ISO 13485 Medical Devices Quality management systems (MQMS) Lead Auditor Course

Our internationally recognized ISO 13485:2016 Medical Device Quality Management System Lead Auditor course prepares you to gain the necessary knowledge to start your journey as an assessment professional.  ISO 13485:2016 Medical Device Quality Management System Lead Auditor Certified professionals are considered as a strong asset to any organization. Meeting future needs and expectations is a big challenge for organizations that operate in any industry, especially in today’s increasingly dynamic environment. Once you finish your Lead Auditor training with us, you will be ready to start your journey as a certified internal or external auditor. 

Exceptional Approach: 

We designed our courses to capture necessary knowledge while you are in the classroom environment. We shall not create any homework or take-home assessment. All our ISO standard Lead Auditor courses are certified by Exemplar Global and recognized internationally. Our trainers are experienced audit professionals and recognized internationally, we will provide you with all the learning materials. 

By the end of the course the participants shall be expected to get the knowledge of: 

• The purpose, content and interrelationship of ISO 13485.  

• Eight core principles: customer focus, people involvement, continual improvement, a decision-making process that is fact-based, a process approach, a system approach to management, supplier relationships that are mutually beneficial and leadership.  

• Responsibilities of a lead auditor and describe the role of auditors in the maintenance and improvement of management systems 

• Planning, conducting, reporting an audit of part of the quality management system in accordance with ISO 19011. 

• Apply what you learn across all industries around the world. 

We will prepare you: 

Our training courses are designed to meet and exceed today’s industry requirements. ISO 13485 Lead Auditor Course is for anyone intending to acquire the competence to audit ISO 13485:2016 Medical Device Quality management systems in organizations to confirm the organization’s conformity of the requirement, either as a first, second or third-party auditor. 

We deliver our knowledge to prepare you as a competent assessment professional. Our knowledge delivery professionals and evaluation methods we use are recognized internationally. Be trained with us and be confident in the professional world. 

Course Content 

• Course Introduction 

• Basic understanding of MDQMS 

• Normative References 

• Context of the organization 

• Leadership & Management Responsibility 

• Resource Management 

• Design and Development 

• Control 

• Measurement, Analysis and Evaluation 

• Audit Program 

• Audit Types 

• Principle of Auditing 

• Opening Meeting 

• Writing an NCR 

• Closing Meeting  

• Review  

• Final Exams of ISO 13485 Final Exam – Lead Auditor course 

Recognition: This training is certified by Exemplar Global and recognized globally.  

Duration: 5 Days  

Exam Requirement: Two Hours Exam 

Prerequisites: Prior knowledge of Quality Management System and the ISO 13485 Standard. 

Group booking – We offer Face to face/Virtual Instructor Led training sessions for a group of Five (5) Delegates and above. 

Public/Individual course booking – eLearning Option with opportunity for tutor support to clear doubts where necessary. 

If choosing the eLearning Learning option, Our ISO Lead Auditor course is delivered on the GRS Learning Portal.
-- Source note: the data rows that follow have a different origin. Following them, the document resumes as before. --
PR #1021, opened 2023-01-12
Improved responsive connect UX, and some other tiny fixes

NoahSaso:
Currently, it is not very clear how to connect your wallet on mobile/small screens. This PR brings the connect wallet button out of the sidebar and replaces the floating empty profile icon with it. It also adds a button that lets the user shrink/hide the connect button if they don't want to connect.

### The old way

Screenshot 2023-01-12 at 1 41 39 PM

### The new way

Screenshot 2023-01-12 at 1 41 50 PM

Clicking the arrow makes it:
Screenshot 2023-01-12 at 1 41 57 PM
image

And clicking the compressed button above brings the connect button back out and starts connecting:
Screenshot 2023-01-12 at 1 42 07 PM

Because the footer is in the right sidebar, I moved it to the navigation sidebar on the left so it's visible when not connected:
Screenshot 2023-01-12 at 1 43 10 PM
Screenshot 2023-01-12 at 1 43 25 PM

Along the way, I also fixed a couple bugs. One required upgrading cosmodal so that the button stops showing loading/connecting if the user closes the wallet selection modal without doing anything, and the other was a strange infinite loading bug in the `DiscordNotifierConfigureModal`.


JakeHartnell (approved):
Think this is a lot better.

Upon confirmation of your registration/payment, we will provide you with a login access link within 24hrs. Once logged on using your account, you will be able to browse through the sections of the training course. 

A look inside how the eLearning training option will be conducted:
In addition to having the training course content in video format, you will also be able to access the regular training course materials format structured in different training course with the additional files available in an editable format (depending on the training course, the case study, exercises, and exercises correction key files will also be available) for you to study with access up to Eight (8) weeks. 

In addition to the lectures and the training course materials, quizzes have been incorporated into each section covering Sixteen Lessons of the training to ensure that our training is as interactive as possible. 

While taking the training course, access the materials on GRS Learning Portal, Enter the exam at your most convenient date, time, and location via GRS Exams. 

In response to COVID-19 and social distancing, we’ve developed an online digital classroom to deliver our courses virtually and keep the interaction and engagement between trainers and participants.  

Our virtual training platform incorporates: 

• Group exercises – facilitated by mini break out workshops amongst the team 

• Ability to ask questions in real-time 

• Built-in note-taking and tracking of course materials 

• You can interact with participants throughout the session through a chat functionality 

• Online assessments providing a streamlined marking process 

Our aim is to recreate the classroom experience in a safe, virtual environment, maintaining the fun and engaging experience our clients find useful and valuable.